# Work to be completed:
Each line from the one containing "int error_status UNUSED)" through the last line of the material below is to be transcribed exactly, with nothing else included.

== == ==

PR #667, opened 2023-12-14
treewide: assume free(NULL) is no-op

ldv-alt:
The C standard guarantees that if the argument of free() is a null pointer, no action occurs.

### DIFF
--- a/libpam/pam_modutil_cleanup.c
+++ b/libpam/pam_modutil_cleanup.c
@@ -12,8 +12,6 @@ void
 pam_modutil_cleanup (pam_handle_t *pamh UNUSED, void *data,
 		     int error_status UNUSED)
 {
-    if (data) {
 	/* junk it */
-	(void) free(data);
-    }
+	free(data);
 }
--- a/modules/pam_listfile/pam_listfile.c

== == ==

# Output:
 		     int error_status UNUSED)
 {
-    if (data) {
 	/* junk it */
-	(void) free(data);
-    }
+	free(data);
 }
--- a/modules/pam_listfile/pam_listfile.c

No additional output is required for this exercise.